One restaurant encourages consumers to reduce their beef consumption 95% to save the planet. Here’s how the industry should respond.

Amanda Radke

June 28, 2018

3 Min Read
War on burgers continues with false environmental impact claims

Is beef a “climate villain?”

That’s what Kaj Török, chief reputation officer and chief sustainability officer at Sweden-based restaurant chain Max Burgers, is telling consumers after the business unveiled a new “climate-positive” menu featuring vegan and lacto-ovo vegetarian burgers and announced its goal that by 2022, every second meal served will be made without beef.

In an article featured online at trustinfood.com, Török explains that Americans can help prevent catastrophic sea-level rise, devastating droughts and other predicted consequences of climate change simply by reducing their annual consumption of beef by 95%. (That would mean per-person consumption of beef would drop to 2.8 lbs. annually, compared to the current 55.7 lbs.)

“If the world is going to be sustainable, we will eat much less meat and meat with a much lower climate impact,” said Török, in a recent interview. He further explained that Max Burgers is doing so well because of younger consumers who are seeking food that is perceived as healthier, better for the environment and kinder to livestock.

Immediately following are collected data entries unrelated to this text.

PR #130, opened 2019-02-27
add status to UnassignedDrivingSegment object

faizandfurious:


swagger.json
```diff
@@ -4122,6 +4122,11 @@
                     "format": "int64",
                     "example": 719
                 },
+                "status": {
+                  "type": "string",
+                  "description": "Status of assignment for this segment.",
+                  "example": "PENDING"
```
dsharrison: Can we make this an enum?

faizandfurious: 👍

PR #134, opened 2019-06-13
Add endMs as optional parameter to /v1/fleet/hos_logs_summary endpoint

faizandfurious:


katielee-samsara:
Following up here -  @faizandfurious would you be able to update the docs within the samsara.com/backend repo, and then post in the Slack channel for #api-facing-changes with the updates? 

Thanks!

PR #5438, opened 2023-09-27
Add combination sensor and remove absorbed kalman_combinator component

kahrendt:

This component adds a combination sensor that mimics the combine state of several sensor helper functionality in Home Assistant.

It is a breaking change, as it incorporates the kalman_combinator component. I have added a warning and instructions to fix this change to that component's sensor.py.

It also adds an additional type not present in HA, which is a linear combination of sensors. This allows the user to specify a constant that the sensor state is multiplied by before summing. This allows (among other things) you to subtract a sensor state from another sensor state without needing a template sensor and lambdas.

If there is a preference for leaving the kalman_combinator component as is, I'll make that adjustment. I have added @Cat-Ion as a codeowner, since their Kalman combinator code is unmodified. I will also happily adjust that depending on their wishes.

## Types of changes

- [ ] Other

**Pull request in [esphome-docs](https://github.com/esphome/esphome-docs) with documentation (if applicable):** esphome/esphome-docs#3216

## Test Environment

- [x] ESP32
- [ ] ESP32 IDF
- [ ] ESP8266
- [ ] RP2040

```yaml
# Example config.yaml

  - platform: combination
    type: kalman
    name: Kalman-filtered temperature
    process_std_dev: 0.00139
    sources:
      - source: scd30_temperature
        error: !lambda |-
          return 0.4 + std::abs(x - 25) * 0.023;
      - source: scd4x_temperature
        error: 1.5
  - platform: combination
    type: linear
    name: Linearly combined temperatures
    sources:
      - source: scd30_temperature
        constant: !lambda |-
          return 0.4 + std::abs(x - 25) * 0.023;
      - source: scd4x_temperature
        constant: 1.5
  - platform: combination
    type: max
    name: Max of combined temperatures
    sources:
      - source: scd30_temperature
      - source: scd4x_temperature
  - platform: combination
    type: mean
    name: Mean of combined temperatures
    sources:
      - source: scd30_temperature
      - source: scd4x_temperature
  - platform: combination
    type: median
    name: Median of combined temperatures
    sources:
      - source: scd30_temperature
      - source: scd4x_temperature
  - platform: combination
    type: min
    name: Min of combined temperatures
    sources:
      - source: scd30_temperature
      - source: scd4x_temperature
  - platform: combination
    type: most_recently_updated
    name: Most recently updated of combined temperatures
    sources:
      - source: scd30_temperature
      - source: scd4x_temperature
  - platform: combination
    type: range
    name: Range of combined temperatures
    sources:
      - source: scd30_temperature
      - source: scd4x_temperature
  - platform: combination
    type: sum
    name: Sum of combined temperatures
    sources:
      - source: scd30_temperature
      - source: scd4x_temperature

```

READ: There’s livestock emissions then there’s hot air

And just like today’s mainstream media reports, the perception that beef is bad for the planet, abusive to animals and an unhealthy food for regular consumption is, without question, “fake news.”

However, like Mark Twain once famously said, “A lie can travel halfway around the world while the truth is putting on its shoes.”

Unfortunately for beef, these falsehoods have traveled extensively around the world. Does the thoroughly debunked United Nation’s report “Livestock’s Long Shadow” ring a bell? Scarily enough, this misinformation is not only widely accepted but it is being used to develop policy and police what people eat, how land is managed and what types of food we should produce to feed a growing planet.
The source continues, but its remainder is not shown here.